From the entries below, extract every line that includes the word "Migrate".

[Records from a collection]
::::::
PR #1686, opened 2022-04-13
Add Code Owners file for review assignment 

carolinemodic:
Adds an initial codeowners file to vxsuite to automate PR assignment. This can grow and evolve overtime, anyone is welcome to add additional rules to route things to themselves as they see fit. Obviously I added more specific rules for myself as I knew best what I wanted to be included on reviews for but wasn't sure about what other people would want so those are left more vague.


arsalansufi (approved):
LGTM from my end!

jonahkagan (approved):

Issue #1682, opened 2022-04-12
Unified smartcard auth interface


jonahkagan:
Build a new interface to abstract all smartcard and authentication logic from the React apps.
 
**Implementation plan**
- [x] Build a prototype of this interface
- [x] Migrate bmd to the new interface
- [ ] ~~Check that we like it by implementing the card diagnostic~~ this feature was cut
- [x] Migrate the rest of the apps to the new interface

carolinemodic:
@jonahkagan is this ready to mark as closed?

jonahkagan:
Yes!

PR #1702, opened 2022-04-15
refactor(bmd): Authenticate with useSmartcardAuth (superadmin, admin, pollworker)

jonahkagan:
## Overview

Task: #1682

Adds a basic first version of the useSmartcardAuth hook that only supports the features needed to authenticate superadmin, admin, and pollworker users on the BMD. Then refactors BMD to use the hook.

I'll come back and do the voter auth in a separate PR.

## Demo Video or Screenshot
N/A

## Testing Plan 
- Updated existing tests
- Added tests for useSmartcardAuth

## Checklist


frontends/bmd/src/pages/poll_worker_screen.tsx
```diff
@@ -73,18 +77,70 @@ export interface PollworkerScreenProps {
   screenReader: ScreenReader;
   printer: Printer;
   togglePollsOpen: () => void;
-  tallyOnCard?: PrecinctScannerCardTally;
-  clearTalliesOnCard: () => Promise<void>;
```
jonahkagan, line 77: The only major refactor I made to BMD was to move the reading/clearing of the precinct tally from the pollworker card into the PollworkerScreen component instead of doing it in AppRoot. I thought this would be a bit clearer since the card is guaranteed to be ready for reading when the pollworker is authenticated.

libs/ui/src/hooks/use_smartcard_auth.ts
```diff
@@ -0,0 +1,272 @@
...
+}: UseSmartcardAuthArgs): SmartcardAuth {
+  const [{ card, auth }, dispatch] = useReducer(
+    smartcardAuthReducer(allowedUserRoles, electionDefinition),
+    {
+      card: { status: 'no_card' },
+      auth: { status: 'logged_out', reason: 'no_card' },
+    }
+  );
+  // Every card read/write must obtain a lock to prevent concurrent operations.
+  const cardLock = useLock();
```
jonahkagan, line 228: I'm interested in getting feedback on this idea. There was similar logic in useSmartcard, but I noticed that it only blocked concurrent writes and allowed reads during writes. Maybe that's fine? I'm not totally sure. Only allowing one card operation at a time seemed like a surefire way to ensure no concurrency issues.

jonahkagan: Thinking about it more, I'm wondering if concurrency protection is even necessary at all. I think consumers won't make concurrent long value reads/writes. The only concurrent requests I could imagine happening would be the short value reads from the useInterval. But the smartcard service will only process one request at a time, so I think those requests will get linearized by the server anyway.

benadida: commenting just on this thing for now: having multiple layers of protection against concurrent requests is not a bad thing. I can imagine one day we change the backend service in some subtle way, and end up with concurrent requests processing... so I like the extra protection if it's not too onerous.

jonahkagan: Thanks, that's helpful. If it's just defensive and not solving an actual current problem, then I think it can be simplified. I changed it to better match the existing behavior of the locking in useSmartcard to just error on concurrent writes: 432c8725.

benadida (commented):
just doing a high-level architecture review, looks good to me. Leaving specific code review to others.

frontends/bmd/src/app_root.tsx
```diff
@@ -539,6 +474,12 @@ export function AppRoot({
   const hasPrinterAttached = printerInfo !== undefined;
   const previousHasPrinterAttached = usePrevious(hasPrinterAttached);
 
+  const auth = useSmartcardAuth({
+    cardApi: card,
+    electionDefinition: optionalElectionDefinition,
+    allowedUserRoles: ['superadmin', 'admin', 'pollworker', 'voter'],
```
carolinemodic, line 480: slight preference to have this array defined as a global config or something

libs/ui/src/hooks/use_smartcard_auth.ts
```diff
@@ -0,0 +1,290 @@
...
+
+    /* istanbul ignore next - compile time check for completeness */
+    default:
+      throwIllegalValue(auth, 'status');
+  }
+}
+
+// Some useful type guards for checking who's logged in
+
+export function isSuperadminAuth(
```
carolinemodic, line 272: I like these helpers

carolinemodic (approved):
::::::
§ **YOUR SOLUTION**:
- [x] Migrate bmd to the new interface
- [x] Migrate the rest of the apps to the new interface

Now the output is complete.